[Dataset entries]
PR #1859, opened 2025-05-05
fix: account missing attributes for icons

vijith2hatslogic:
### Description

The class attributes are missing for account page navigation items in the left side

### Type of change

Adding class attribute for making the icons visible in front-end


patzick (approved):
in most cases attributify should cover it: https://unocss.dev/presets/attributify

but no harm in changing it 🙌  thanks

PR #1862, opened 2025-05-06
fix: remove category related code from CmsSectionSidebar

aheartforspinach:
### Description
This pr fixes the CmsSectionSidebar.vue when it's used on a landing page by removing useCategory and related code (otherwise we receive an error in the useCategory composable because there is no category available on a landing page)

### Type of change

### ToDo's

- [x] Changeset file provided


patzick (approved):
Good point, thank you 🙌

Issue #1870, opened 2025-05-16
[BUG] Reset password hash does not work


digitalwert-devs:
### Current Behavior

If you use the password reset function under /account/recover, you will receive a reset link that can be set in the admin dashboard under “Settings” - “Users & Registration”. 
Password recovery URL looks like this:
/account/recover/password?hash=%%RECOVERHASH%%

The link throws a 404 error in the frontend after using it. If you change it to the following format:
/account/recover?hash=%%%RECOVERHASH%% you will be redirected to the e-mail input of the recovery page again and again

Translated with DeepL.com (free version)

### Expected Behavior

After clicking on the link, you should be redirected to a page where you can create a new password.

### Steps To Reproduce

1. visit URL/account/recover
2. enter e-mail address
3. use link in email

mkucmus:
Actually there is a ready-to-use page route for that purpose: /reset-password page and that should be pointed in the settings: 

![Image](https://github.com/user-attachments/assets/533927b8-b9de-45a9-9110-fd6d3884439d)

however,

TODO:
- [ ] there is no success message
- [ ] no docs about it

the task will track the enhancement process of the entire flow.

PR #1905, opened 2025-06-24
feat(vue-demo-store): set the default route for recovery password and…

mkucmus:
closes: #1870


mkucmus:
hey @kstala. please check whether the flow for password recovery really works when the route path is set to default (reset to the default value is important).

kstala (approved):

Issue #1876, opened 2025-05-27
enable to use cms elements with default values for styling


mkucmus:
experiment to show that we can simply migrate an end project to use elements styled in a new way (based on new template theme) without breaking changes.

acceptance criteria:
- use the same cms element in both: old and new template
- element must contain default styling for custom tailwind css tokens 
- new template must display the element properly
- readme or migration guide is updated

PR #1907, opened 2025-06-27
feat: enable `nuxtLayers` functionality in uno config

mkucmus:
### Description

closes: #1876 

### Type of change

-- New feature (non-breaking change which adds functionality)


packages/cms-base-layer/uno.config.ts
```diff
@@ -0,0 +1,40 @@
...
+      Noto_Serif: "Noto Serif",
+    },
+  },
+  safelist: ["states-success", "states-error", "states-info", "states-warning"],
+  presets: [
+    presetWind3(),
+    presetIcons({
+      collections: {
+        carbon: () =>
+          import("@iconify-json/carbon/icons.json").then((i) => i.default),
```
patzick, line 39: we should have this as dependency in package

---

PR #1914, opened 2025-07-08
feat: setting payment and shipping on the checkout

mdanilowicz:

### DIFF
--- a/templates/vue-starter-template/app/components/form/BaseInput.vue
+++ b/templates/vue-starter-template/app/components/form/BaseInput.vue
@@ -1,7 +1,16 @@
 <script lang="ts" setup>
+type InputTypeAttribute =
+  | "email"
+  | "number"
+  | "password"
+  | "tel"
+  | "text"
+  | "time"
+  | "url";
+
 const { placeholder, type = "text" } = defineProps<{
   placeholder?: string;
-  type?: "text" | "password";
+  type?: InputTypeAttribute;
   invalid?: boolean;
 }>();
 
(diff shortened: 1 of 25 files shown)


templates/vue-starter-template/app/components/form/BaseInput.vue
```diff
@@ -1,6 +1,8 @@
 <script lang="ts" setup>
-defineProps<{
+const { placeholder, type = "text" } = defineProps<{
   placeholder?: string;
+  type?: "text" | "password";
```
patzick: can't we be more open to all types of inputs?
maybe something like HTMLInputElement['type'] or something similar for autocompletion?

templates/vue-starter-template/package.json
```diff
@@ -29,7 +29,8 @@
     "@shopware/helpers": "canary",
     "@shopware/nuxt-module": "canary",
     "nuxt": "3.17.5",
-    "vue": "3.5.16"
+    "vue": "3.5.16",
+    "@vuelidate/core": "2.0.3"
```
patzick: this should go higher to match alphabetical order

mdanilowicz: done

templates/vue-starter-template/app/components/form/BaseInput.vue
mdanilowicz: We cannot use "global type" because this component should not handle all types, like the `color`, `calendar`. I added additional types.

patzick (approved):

Task:
The lines to return are those in the entries above that hold "related".

Solution to the exercise:
fix: remove category related code from CmsSectionSidebar
This pr fixes the CmsSectionSidebar.vue when it's used on a landing page by removing useCategory and related code (otherwise we receive an error in the useCategory composable because there is no category available on a landing page)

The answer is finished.